# [Assignment]
Find and copy each line of the records where the string "export" shows up.

Stored data entries

PR #137, opened 2023-08-29
AuthConfig conversion webhook

guicassolato:
Deploys the AuthConfig CRD conversion webhook (based on the Authorino container image), as part of deploying the Operator.

This is because the conversion webhook is a single deployment per cluster (similarly to the Operator itself), nevertheless it's based on the Authorino code base (which owns the AuthConfig type and therefore the functions to convert between versions of the CRD).

**_Important!_**

This change introduces a new dependency of the Operator on [cert-manager](https://cert-manager.io). Actually the dependency is introduced by the conversion webhook (not by the Operator itself), but since installing/deploying the Operator will also deploy the webhook, cert-manager needs to be installed before installing the Operator.

Because of that, installing the Operator by simply applying the `config/deploy` manifests may no longer work, with the webhook possibly failing due to cert-manager not running in the cluster. Hence, the PR also introduces a script to continue supporting installing the Operator – and now also cert-manager –  without having to clone the repo nor depending on Operator Lifecycle Manager (OLM).

The script can be used as follows:

```sh
curl -sL https://raw.githubusercontent.com/Kuadrant/authorino-operator/main/utils/install.sh | bash -s -- [options]
```

The options include : `--version`, `--git-ref`, `--no-deps`, and `--dry-run`.

For installations via OLM, installing cert-manager first is [not required](https://olm.operatorframework.io/docs/advanced-tasks/adding-admission-and-conversion-webhooks/).

---

Related to https://github.com/Kuadrant/authorino/pull/417

### DIFF
--- a/Makefile
+++ b/Makefile
@@ -137,6 +137,7 @@ manifests: controller-gen kustomize authorino-manifests ## Generate WebhookConfi
 
 .PHONY: authorino-manifests
 authorino-manifests: export AUTHORINO_GITREF := $(AUTHORINO_BRANCH)
+authorino-manifests: export AUTHORINO_VERSION := $(AUTHORINO_VERSION)
 authorino-manifests: ## Update authorino manifests.
 	envsubst \
         < config/authorino/kustomization.template.yaml \
--- a/bundle/manifests/authorino-operator.clusterserviceversion.yaml
+++ b/bundle/manifests/authorino-operator.clusterserviceversion.yaml
@@ -43,6 +43,9 @@ spec:
       kind: AuthConfig
       name: authconfigs.authorino.kuadrant.io
       version: v1beta1
+    - kind: AuthConfig
+      name: authconfigs.authorino.kuadrant.io
+      version: v1beta2
     - description: API to create instances of authorino
       displayName: Authorino
       kind: Authorino
--- a/bundle/manifests/authorino-operator.clusterserviceversion.yaml
+++ b/bundle/manifests/authorino-operator.clusterserviceversion.yaml
@@ -280,6 +280,45 @@ spec:
                 runAsNonRoot: true
               serviceAccountName: authorino-operator
               terminationGracePeriodSeconds: 10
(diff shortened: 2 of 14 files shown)


guicassolato:
The **Verify manifests** test failing is expected, because https://github.com/Kuadrant/authorino/pull/417 has not been merged yet.

Boomatang (dismissed):
Running the script worked as expected. By using the `--git-ref` flag I a was able to install from this branch and all the web hook got deployed as expected.

adam-cattermole (approved):
I verified these changes and the script standalone (the creation/deletion of authconfig v1beta2 with the webhook server), as well as alongside the changes in authorino through running the user guides and everything looks good to me

didierofrivia (approved):
Works as expected! using the script provided in this branch with `--git-ref conversion-webhook `

didierofrivia:
Ok, something I've just seen when installing it with `curl -sL https://raw.githubusercontent.com/Kuadrant/authorino-operator/152a1627a0b2f5d36c3983192644ec8c5d625bad/utils/install.sh | bash -s -- --git-ref conversion-webhook --version authconfig-v1beta2` after waiting for a while, the webhook is still _progressing_

```sh
 k describe deployment/authorino-webhooks -n authorino-operator

...

Conditions:
  Type           Status  Reason
  ----           ------  ------
  Progressing    True    NewReplicaSetAvailable
  Available      False   MinimumReplicasUnavailable
OldReplicaSets:  <none>
NewReplicaSet:   authorino-webhooks-f77ddcc88 (1/1 replicas created)
Events:
  Type    Reason             Age    From                   Message
  ----    ------             ----   ----                   -------
  Normal  ScalingReplicaSet  4m52s  deployment-controller  Scaled up replica set authorino-webhooks-f77ddcc88 to 1
```

didierofrivia:
Right! thanks @adam-cattermole , I totally misread the script annotation xD

PR #139, opened 2023-09-22
Support local cert manager

Boomatang:
Add the installation of the cert manager for the tools used during dev work.

# Validation

* Create a local kind cluster
```
kind create cluster
```
* Set up the operator namespace
```
```
* Install the Operator manifests, cert manager will be add during this stage
```
make install
```
* Deploy the operator
```
make deploy
```
* Expect: Operator web hook to deploy. 
```
kubectl get deployment authorino-webhooks -n authorino-operator
```

Closes: https://github.com/Kuadrant/kuadrant-operator/issues/257

### DIFF
--- a/Makefile
+++ b/Makefile
@@ -58,6 +58,9 @@ CRD_OPTIONS ?= "crd:trivialVersions=true,preserveUnknownFields=false"
 # ENVTEST_K8S_VERSION refers to the version of kubebuilder assets to be downloaded by envtest binary.
 ENVTEST_K8S_VERSION = 1.21
 
+# Cert manager is required for the webhooks.
+CERT_MANAGER_VERSION ?= 1.12.1
+
 # Get the currently used golang install path (in GOPATH/bin, unless GOBIN is set)
 ifeq (,$(shell go env GOBIN))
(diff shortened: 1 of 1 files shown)


eguzki (approved):

Makefile
```diff
@@ -182,7 +185,7 @@ docker-push: ## Push docker image with the manager.
 
 ##@ Deployment
 
-install: manifests kustomize install-authorino ## Install CRDs into the K8s cluster specified in ~/.kube/config.
+install: manifests kustomize install-cert-manager install-authorino ## Install CRDs into the K8s cluster specified in ~/.kube/config.
```
guicassolato, line 188: Technically, cert-manager is a dependency for the Authorino webhook, which is deployed by `install-authorino`. I'd move it there, instead of `make install`.

guicassolato (commented):
Left a comment about which make target depends on `install-cert-manager`. Other than that, verification steps work, including `make run` alternatively to `make deploy`.

Makefile
Boomatang: Sure I am not going to argue with that.

guicassolato (approved):
Thank you!

PR #146, opened 2023-10-11
Disable bundle verify for release v0.9.0

adam-cattermole:
A bug in the bundle manifests verification is causing the builds to fail as the `replaces` directive is generated from the latest github release. During the release workflow the bundle manifests were created correctly (prior to publishing the github release) and have been verified manually. This PR is to disable these checks (on the release branch only) to build the bundle and catalog from the previously generated bundle files.


guicassolato (approved):
We all missed that when the automation for the release process was first introduced, @adam-cattermole. Thanks for taking care of it and thus making sure v0.9.0 is pushed outside the door.

Moreover and TBH, the verification of the manifests and bundle manifests has always been glitchy. On the flip side, when it works, it allows us to spot important changes often left behind, such as:
- updates to the `Authorino` API that were not reflected in the CRD;
- modifications to the base manifests without a counterpart to the bundle ones;
- updates in the manifests owned by [kuadrant/authorino](https://github.com/kuadrant/authorino) not brought together with the install and bundle manifests hosted in the operator repo.

Let's follow up on this by fixing the bug, and maybe later reviewing these workflows for carefully.

PR #156, opened 2023-11-07
Bump Go to 1.20

guicassolato:


adam-cattermole (approved):
Changes look good to me. Image builds + deploys no problem - ran through a user-guide for a quick test and all is fine

PR #158, opened 2023-11-08
Setup Authorino logger

### LINKED ISSUE #5: Migrate to use the same logging system as Authorino
Migrate the logging package to use the same as the once used in [authorino](https://github.com/Kuadrant/authorino/tree/main/pkg/common/log) 

See this [PR](https://github.com/Kuadrant/authorino/pull/172) for reference.

grzpiotrowski:
This change ensures that the authorino-operator uses _almost_ the same logger as in Authorino repo.

Only a small change made to the logger compared to the logger package in authorino, that is: in [SetLogger](https://github.com/Kuadrant/authorino/blob/main/pkg/log/logger.go#L82) function, getting rid of the Options parameter passed into it which was only used to log the level/mode inside that function.

Closes #5 

# Verification:

```
kind create cluster --name authorino-sandbox
```

Create the namespace for the Operator:
```
```

Build the local image:
```
docker build --build-arg DEFAULT_AUTHORINO_IMAGE=quay.io/kuadrant/authorino:latest -t authorino-operator:local .
```
Load the image into kind cluster:
```
kind -n authorino-sandbox load docker-image authorino-operator:local
```

Install operator manifests:
```
make install
```
Deploy authorino operator:
```
make deploy OPERATOR_IMAGE=authorino-operator:local
```

Deploy Authorino to have something to log:
```
echo "
kind: Authorino
metadata:
  name: authorino
spec:
  listener:
    tls:
      enabled: false
  oidcServer:
    tls:
      enabled: false
" | kubectl apply -f -
```

Check the logs in the default level and mode:
```
kubectl logs -n authorino-operator authorino-operator-XXXX
```

Change the LOG_LEVEL and LOG_MODE env variables:
```
kubectl patch deployment authorino-operator -n authorino-operator --type='json' -p='[
  {
    "op": "replace",
    "path": "/spec/template/spec/containers/0/args",
    "value": [
      "--leader-elect",
      "--log-level=debug",
      "--log-mode=development"
    ]
  }
]'
```

Check the logs of the new pod to see that different log level works:
```
kubectl logs -n authorino-operator authorino-operator-YYYY
```

Clean up:
```
kind delete cluster -n authorino-sandbox
docker image rm authorino-operator:local
```


main.go
```diff
@@ -39,15 +42,18 @@ import (
 var (
 	scheme   = runtime.NewScheme()
 	setupLog = ctrl.Log.WithName("setup")
-
-	version string // value injected in compilation-time
+	logLevel = common.FetchEnv("LOG_LEVEL", "info")
+	logMode  = common.FetchEnv("LOG_MODE", "production")
```
guicassolato, line 46: We've been moving away from env vars to configure the components, to favour command-line args instead.

Authorino still supports some env vars, including ones to configure the logging system, but that's only for backward compatibility. In all the cases, command-line args take precedence.

- https://github.com/Kuadrant/authorino/blob/8addd6752d9d424d295a70f6d75835069fdce0a6/main.go#L213-L214

In the Operator, I think even more so we should avoid introducing new env vars (because currently we have none.) Would you mind switching to command-line args instead please?

guicassolato (changes requested):

config/manager/manager.yaml
```diff
@@ -29,6 +29,8 @@ spec:
         - /manager
         args:
         - --leader-elect
+        - --log-level=info
+        - --log-mode=production
```
guicassolato, line 33: Since these are the defaults, we probably don't need them here. WDYT?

# [Solution to the problem]
 authorino-manifests: export AUTHORINO_GITREF := $(AUTHORINO_BRANCH)
+authorino-manifests: export AUTHORINO_VERSION := $(AUTHORINO_VERSION)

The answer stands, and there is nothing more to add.